Da Roma i reagenti non sono mai arrivati nonostante la Regione abbia trasmesso al commissario la stima dei quantitativi necessari soprattutto per la Fase2.
In questo momento avere la disponibilità dei reagenti è fondamentale visto che la riapertura della maggior parta delle attività fa leva sull’esecuzione dei tamponi che restano – l’ha ribadito anche il Ministero della salute nell’ultima circolare – l’unico metodo valido per la ricerca del SarCov2.
A differenza dei reagenti, per quanto riguarda la disponibilità di kit per i tamponi, nella nostra regione, non si segnalano particolari criticità anche perché la struttura commissariale li sta fornendo.
«Il Friuli Venezia Giulia – ricorda Riccardi – assieme al Veneto, al Trentino Alto Adige e alla Val D’Aosta è tra le regioni che hanno fatto più tamponi in Italia». A stilare la classifica è stata la Fondazione Gimbe secondo la quale, a fronte di una media nazionale di 88 tamponi per 100 mila abitanti, nessuna Regione riesce ad andare oltre i 250.
La performance migliore, quindi, resta quella della nostra Regione che come il Veneto, la Valle D’Aosta e il Trentino Alto Adige si colloca nella classe 2, quella che va da un minimo di 130 a un massimo di 250 tamponi totali per 100 mila abitanti.

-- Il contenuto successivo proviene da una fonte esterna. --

PR #1538, opened 2023-08-28
Add keepalive to migrate data script

rooftopcellist:
##### SUMMARY
This PR supercedes:
* https://github.com/ansible/awx-operator/pull/1535
* https://github.com/ansible/awx-operator/pull/1530

 - pg_restore is silent and if the data migration takes longer than 15 minute exec/rsh to the postgres pod (through which we run the command) will idle timeout
 - This PR adds a background process that prints keepalive messages during the migration process to keep the exec/rsh alive

    Co-Authored-By: Hao Liu <haoli@redhat.com>
    Co-Authored-By: Rick Elrod <rick@elrod.me>

##### ISSUE TYPE

### DIFF
--- a/roles/installer/tasks/migrate_data.yml
+++ b/roles/installer/tasks/migrate_data.yml
@@ -59,14 +59,29 @@
     namespace: "{{ ansible_operator_meta.namespace }}"
     pod: "{{ postgres_pod_name }}"
     command: |
-      bash -c """
+      bash -c "
+      function end_keepalive {
+        rc=$?
+        rm -f \"$1\"
+        kill $(cat /proc/$2/task/$2/children 2>/dev/null) 2>/dev/null || true
+        wait $2 || true
+        exit $rc
+      }
+      keepalive_file=\"$(mktemp)\"
+      while [[ -f \"$keepalive_file\" ]]; do
+        echo 'Migrating data from old database...'
+        sleep 60
+      done &
+      keepalive_pid=$!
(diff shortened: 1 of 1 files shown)


roles/installer/tasks/migrate_data.yml
```diff
@@ -59,14 +59,29 @@
...
+        rc=$?
+        rm -f \"$1\"
+        kill $(cat /proc/$2/task/$2/children 2>/dev/null) 2>/dev/null || true
+        wait $2 || true
+        exit $rc
+      }
+      keepalive_file=\"$(mktemp)\"
+      while [[ -f \"$keepalive_file\" ]]; do
+        echo 'Migrating data from old database...'
+        sleep 1
```
relrod:
```suggestion
        sleep 60
```

nit: I used `sleep 1` for testing. But this is going to be really noisy if the migration takes a while. Let's bump it up a bit.

relrod (approved):
LGTM :see_no_evil: :hear_no_evil: :speak_no_evil:

roles/installer/tasks/migrate_data.yml
rooftopcellist: Thanks!

rooftopcellist:
cc @TheRealHaoLiu let us know what you think of this approach.  Personally, I think this is the best out of the open PR's we have.

TheRealHaoLiu (approved):

TheRealHaoLiu:
LGTM

CFSNM (approved):

PR #1906, opened 2024-06-24
Split metrics utility cronjobs for crc and local report

aknochow:
##### SUMMARY

This separates the console-specific metrics utility into its own tasks and templates as it's not always used together.

##### ISSUE TYPE

### DIFF
--- a/roles/installer/templates/cronjobs/metrics-utility-gather.yaml.j2
+++ b/roles/installer/templates/cronjobs/metrics-utility-gather.yaml.j2
@@ -52,9 +52,11 @@ spec:
                 name: {{ metrics_utility_secret }}
 {% endif %}
             volumeMounts:
+{% if _metrics_utility_ship_target == "directory" %}
             - name: {{ ansible_operator_meta.name }}-metrics-utility
               mountPath: /metrics-utility
               readOnly: false
+{% endif %}
             - name: "{{ ansible_operator_meta.name }}-application-credentials"
               mountPath: "/etc/tower/conf.d/credentials.py"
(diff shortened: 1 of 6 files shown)


roles/installer/templates/cronjobs/metrics-utility-gather.yaml.j2
```diff
@@ -52,9 +52,11 @@ spec:
                 name: {{ metrics_utility_secret }}
 {% endif %}
             volumeMounts:
+{% if metrics_utility_ship_target != "crc" %}
```
rooftopcellist: Shouldn't this match the conditional below?

```suggestion
{% if metrics_utility_ship_target == "directory" %}
```

aknochow: No because this will be required when shipping the metrics from the other cronjob that uses this same template to targets other than directory (such as s3 buckets).

aknochow: And it may be needed for crc as well... waiting for confirmation still.

rooftopcellist: But shouldn't the volumeMount and the volume both only be added under the same conditions?

aknochow: I suppose until we add more shipping target options these can both be either == directory or != crc so I'll just do == directory for now until we have more targets to ship to.

rooftopcellist (approved):

PR #1914, opened 2024-07-05
chore: added aggregate labels to ClusterRoles with kustomize

myles-coleman:
##### SUMMARY
We want to add [user-facing](https://kubernetes.io/docs/reference/access-authn-authz/rbac/#user-facing-roles) roles to awx ClusterRole resources. This would allow our users to automatically view/manage these resources without an admin needing to craft custom role bindings. 

#### Cert-Manager Example
Another operator that does this is [cert-manager](https://github.com/cert-manager/cert-manager/blob/659f22bf7ed15ab37dc94f3b714818924e83de3c/deploy/charts/cert-manager/templates/rbac.yaml#L401-L420). Here is an [issue](https://github.com/cert-manager/cert-manager/issues/6239) from cert-manager where they handle a similar problem. They only create the aggregate ClusterRoles if the global.rbac.aggregateClusterRoles value is set to true in their [values.yaml](https://github.com/cert-manager/cert-manager/blob/659f22bf7ed15ab37dc94f3b714818924e83de3c/deploy/charts/cert-manager/values.yaml#L31-L35). 

##### ISSUE TYPE
 - New or Enhanced Feature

Classifiche a parte il problema resta. Ecco perché la Regione ha chiesto alle Aziende sanitarie di quantificare le esigenze future. L’obiettivo è non farsi trovare impreparati di fronte a possibili aumenti dei contagi non solo nella Fase2, ma soprattutto in autunno quando molti temono che il virus tornerà a farsi aggressivo.
Da Roma i reagenti dovrebbero arrivare a fine mese se, come prevede la richiesta d’offerta, le consegne dei kit avverranno entro le prossime due settimane. La complessità dei rifornimenti è dettata anche dal fatto che ogni laboratorio usa piattaforme diverse con reagenti diversi
Questo fatto, però, soprattutto durante il periodo più critico, ha consentito di rispondere alle richieste dei tamponi. A differenza delle mascherine, la produzione fai da te dei reagenti non è fattibile perché nessuno sarebbe in grado di produrre le quantità necessarie per fronteggiare l’emergenza sanitaria.

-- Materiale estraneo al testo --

PR #1917, opened 2024-07-11
Add ability to disable superuser creation on install

TheRealHaoLiu:
##### ISSUE TYPE

##### ADDITIONAL INFORMATION

```

```

### DIFF
--- a/config/crd/bases/awx.ansible.com_awxs.yaml
+++ b/config/crd/bases/awx.ansible.com_awxs.yaml
@@ -57,6 +57,10 @@ spec:
               hostname:  # deprecated
                 description: (Deprecated) The hostname of the instance
                 type: string
+              create_superuser:
+                description: If a superuser should be created
+                type: boolean
+                default: true
               admin_email:
                 description: The admin user email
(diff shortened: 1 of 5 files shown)


TheRealHaoLiu:
@AlanCoding is this PR needed?

config/crd/bases/awx.ansible.com_awxs.yaml
```diff
@@ -57,6 +57,10 @@ spec:
               hostname:  # deprecated
                 description: (Deprecated) The hostname of the instance
                 type: string
+              create_superuser:
```
rooftopcellist, line 60: Since the admin_user and admin_password_secret parameters have already been part of the operator for a while, could we be consistent with the naming of this param and use `create_admin_user` as the param name?

AlanCoding:
This is interesting, but what I've found more relevant recently is the ability to create the admin user _without a password_.

In fact, the JWT auth mechanics may require the admin user to exist anyway. But it doesn't need a usable password set. I would rather it not be, in many cases.

PR #1982, opened 2024-10-24
adding redirect page

aknochow:
##### ISSUE TYPE


roles/installer/templates/deployments/task.yaml.j2
```diff
@@ -516,6 +521,14 @@ spec:
       terminationGracePeriodSeconds: {{ termination_grace_period_seconds }}
 {% endif %}
       volumes:
+{% if public_base_url is defined %}
+        - name: redirect-page
```
rooftopcellist: This should be configmapped into the web deployment, where nginx is running.

dsavineau (approved):

rooftopcellist (approved):

PR #1990, opened 2024-11-05
Point at awx devel collection

chrismeyersfsu:
##### SUMMARY
awx.awx collection on galaxy is ooooold at this point. Releases are paused, so point at awx collection in devel to get that new bleeding edge hotness.

AAP-34010

##### ISSUE TYPE

##### ADDITIONAL INFORMATION

```

```

### DIFF
--- a/molecule/requirements.yml
+++ b/molecule/requirements.yml
@@ -4,4 +4,6 @@ collections:
   - name: kubernetes.core
   - name: operator_sdk.util
   - name: community.docker
-  - name: awx.awx
+  - name: https://github.com/ansible/awx.git#/awx_collection/
+    type: git
+    version: devel


molecule/requirements.yml
```diff
@@ -4,4 +4,6 @@ collections:
   - name: kubernetes.core
   - name: operator_sdk.util
   - name: community.docker
-  - name: awx.awx
+  - name: https://github.com/ansible/awx.git#/awx_collection/
```
pb82, line 7: is this URL correct? A local git clone with it fails.

pb82 (approved):

molecule/requirements.yml
chrismeyersfsu: Yep, ansible-galaxy collection install -r requirements.yml seems to be OK with it

Also, pulled it from their docs https://docs.ansible.com/ansible/latest/collections_guide/collections_installing.html#install-multiple-collections-with-a-requirements-file

```
collections:
  - name: https://github.com/organization/repo_name.git
    type: git
    version: devel
```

- Il reagente “marca” il virus
È la sostanza che serve a “marcare” la presenza del virus, nel momento in cui la sostanza prelevata con il tampone viene gestita dai laboratori.
Non esiste un tipo di reagente uguale in tutte le regioni: la sostanza cambia non solo da regione a regione, ma addirittura da laboratorio a laboratorio.
Anche per questo il commissario Arcuri ha dichiarato nei giorni scorsi la propria disponibilità a ricevere richieste di supporto per consentire l’aumento della produzione in Italia di kit e quindi anche di reagenti, con l’obiettivo di garantire alle strutture sanitarie regionali le scorte. I primi contatti nei giorni scorsi tra la struttura commissariale e le associazioni del settore, Federchimica e Farmindustria.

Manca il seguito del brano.